LA DISCIPLINE RÉFLÉCHIE
Derrière son premier contact abrupte, La Discipline cache quelque chose. Peter Milligan tient souvent ce genre de jeu dans ses créations. Il dévoile une part de lui. Et connaître le scénariste, permet d’en comprendre bien plus sur ses travaux. S’il peut tomber dans des facilités, succomber à des influences, son oeuvre apporte bien souvent quelque chose à son lecteur. Exception faite de Melissa, les autres personnages souffrent d’une caractérisation simpliste et d’une évolution bien trop linéaire. Mais c’est autour de la question du sexe que la problématique se pose. Que fait-il dans cette histoire au fond très classique d’une opposition entre deux races de créatures ? C’est tout le regard du lecteur sur le sexe qui est remis en question. Est-il acte d’amour ou de meurtre ? Est-il beau ou est-il perturbant ?
Ce contraste, Peter Milligan le dresse sans apporter de réel élément de réponse et nous laisse libre d’interpréter. Le manque d’insistance sur les pistes de réflexions grandes ouvertes de ce genre particulier et décrié, est frustrant. Les idées sont déposées, mais le récit ne profite pas de celles-ci pour se construire.
Des idées au service du récit, alors que le récit devrait être au service des idées. Ce qui donne à l’album l’allure d’un énième récit érotico-horrifique, alors qu’il a le potentiel d’être bien plus. Fort heureusement, l’album profite d’un artiste en accord avec le ton du récit. Leandro Fernandez possède un style adapté au genre. Il se repose sur des effets d’ombres créateurs de contrastes, dissimulant intégralement ou partiellement les créatures, participant pour beaucoup à cette sensation oppressante et dérangeante.

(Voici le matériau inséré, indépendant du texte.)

PR #745, opened 2026-07-20
fix: harden EnumDescriptionConverter against NRE on undefined enum values and non-Description attributes

### LINKED ISSUE #744: fix: EnumDescriptionConverter throws NullReferenceException on undefined enum values and non-Description attributes
## Problem

`EnumDescriptionConverter.GetEnumDescription` (Daqifi.Desktop/Helpers/EnumDescriptionConverter.cs) has two latent `NullReferenceException` paths in a converter that is registered app-wide (`App.xaml` key `EnumDescription`) and bound to device-reported `WifiMode`/`WifiSecurityType` values in `DevicesPanePrototype.xaml`.

### Bug 1 — undefined enum value (line 11-13)
```csharp
var fieldInfo = enumObj.GetType().GetField(enumObj.ToString());
var attribArray = fieldInfo.GetCustomAttributes(false); // NRE when fieldInfo == null
```
`Type.GetField(name)` returns `null` when the value is not a *named* member (an out-of-range/undefined value whose `ToString()` is the numeric string, e.g. `"999"`). Dereferencing `fieldInfo` then throws.

### Bug 2 — first attribute is not a DescriptionAttribute (line 20-21)
```csharp
var attrib = attribArray[0] as DescriptionAttribute;
return attrib.Description; // NRE when attribArray[0] is not a DescriptionAttribute
```
The code assumes the *first* custom attribute is a `DescriptionAttribute`. If the member carries any other attribute (or attribute order puts a non-Description attribute first), the `as` cast yields `null` and the `.Description` access throws. `GetCustomAttributes` order is not guaranteed.

## Proposed fix (non-breaking)
Null-guard `fieldInfo` (fall back to the value's string form), and select the `DescriptionAttribute` specifically via the typed `GetCustomAttributes(typeof(DescriptionAttribute), false)` + `FirstOrDefault`, falling back to the member name when absent. This preserves every current behavior (described member -> description, empty description -> empty string, no attribute -> name) while eliminating both crashes.

## Why it's safe
- Only changes behavior for inputs that currently *throw*; all existing `EnumDescriptionConverterTests` expectations are preserved.
- Fully unit-testable: add cases for an undefined value, a member with a non-Description attribute, and a member mixing Description + another attribute.

Found during autonomous codebase review.

tylerkron:
## Summary

`EnumDescriptionConverter.GetEnumDescription` (Daqifi.Desktop/Helpers/EnumDescriptionConverter.cs) had two latent `NullReferenceException` paths. The converter is registered app-wide (`App.xaml` key `EnumDescription`) and bound to device-reported `WifiMode`/`WifiSecurityType` values in `DevicesPanePrototype.xaml`, so a device (or any caller) supplying an out-of-range or oddly-attributed enum value could crash item rendering.

**Bug 1 — undefined enum value.** `Type.GetField(enumObj.ToString())` returns `null` when the value is not a named member (its `ToString()` is the numeric string, e.g. `"999"`), so dereferencing `fieldInfo` threw. Now falls back to the value's string form.

**Bug 2 — first attribute is not a DescriptionAttribute.** `attribArray[0] as DescriptionAttribute` assumed the first custom attribute is a `DescriptionAttribute`; any other attribute (or non-guaranteed attribute order) made the cast `null` and `.Description` threw. Now selects the `DescriptionAttribute` specifically via the typed `GetCustomAttributes` overload + `FirstOrDefault`, falling back to the member name when absent.

## Why it's safe / non-breaking

Behavior is preserved for every input that previously worked (described member -> description, empty description -> empty string, no attribute -> name). Only inputs that previously **threw** change behavior. Verified by the existing 11 tests plus 3 new ones (undefined value, member with only a non-Description attribute, member mixing Description + another attribute).

## Testing

- Unit gate (`dotnet test --filter "TestCategory!=Ui&FullyQualifiedName!~WindowsFirewallWrapperTests"`): 643 passed / 0 failed (+3 new).
- App-launch smoke (`Launch_MainWindowAppears_AndIsResponsive`): passed.

Closes #744

_Opened by the autonomous work loop — not merging; for maintainer review._

### DIFF
--- a/Daqifi.Desktop.Test/Converters/EnumDescriptionConverterTests.cs
+++ b/Daqifi.Desktop.Test/Converters/EnumDescriptionConverterTests.cs
@@ -33,6 +33,20 @@ public class EnumDescriptionConverterTests
         Value3
     }
 
+    // Test enum whose members carry a non-Description attribute (with and without a Description).
+    private enum AttributedEnum
+    {
+        // Only a non-Description attribute -> should fall back to the member name.
+        [System.ComponentModel.Browsable(false)]
+        NonDescriptionOnly,
+
+        // A non-Description attribute alongside a Description -> the Description must still win,
+        // regardless of attribute ordering returned by reflection.
+        [System.ComponentModel.Browsable(false)]
+        [System.ComponentModel.Description("Mixed Description")]
+        MixedAttributes
+    }
+
     [TestInitialize]
     public void Setup()
     {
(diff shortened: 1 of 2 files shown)


tylerkron:
C:/Program Files/Git/agentic_review

tylerkron:
**BENCH RESULTS**

- Unit gate (`dotnet test --filter "TestCategory!=Ui&FullyQualifiedName!~WindowsFirewallWrapperTests"`): **643 passed / 0 failed** (+3 new `EnumDescriptionConverter` tests).
- App-launch smoke (`Launch_MainWindowAppears_AndIsResponsive`): **passed**.
- Device bench: **skipped** — the change hardens display of undefined/malformed enum values in a value converter; it has no device-observable behavior reproducible on the bench (would require a device reporting an out-of-range WifiMode/WifiSecurityType).

tylerkron:
Ready for review: Qodo review is clean (Bugs 0, Rule violations 0), CI green (build-and-test + validate-pr-title pass), no unresolved review threads. Not merging — awaiting maintainer review.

On ne peut parler de réel plaisir de lecture en refermant cet album. Ni même d’une certaine beauté dans sa réalisation. Mais, réside au fond, une réflexion dérangeante à déceler le message derrière ces étranges créatures et ce mélange troublant des genres. La Discipline est sans équivalent et a ce mérite d’être une expérience de lecture comme aucune autre. Et qu’on souhaite s’essayer à cette bizarrerie, nous sommes forcés d’avouer ô combien il est rare de rencontrer un comics du genre capable de fournir un pareil effet.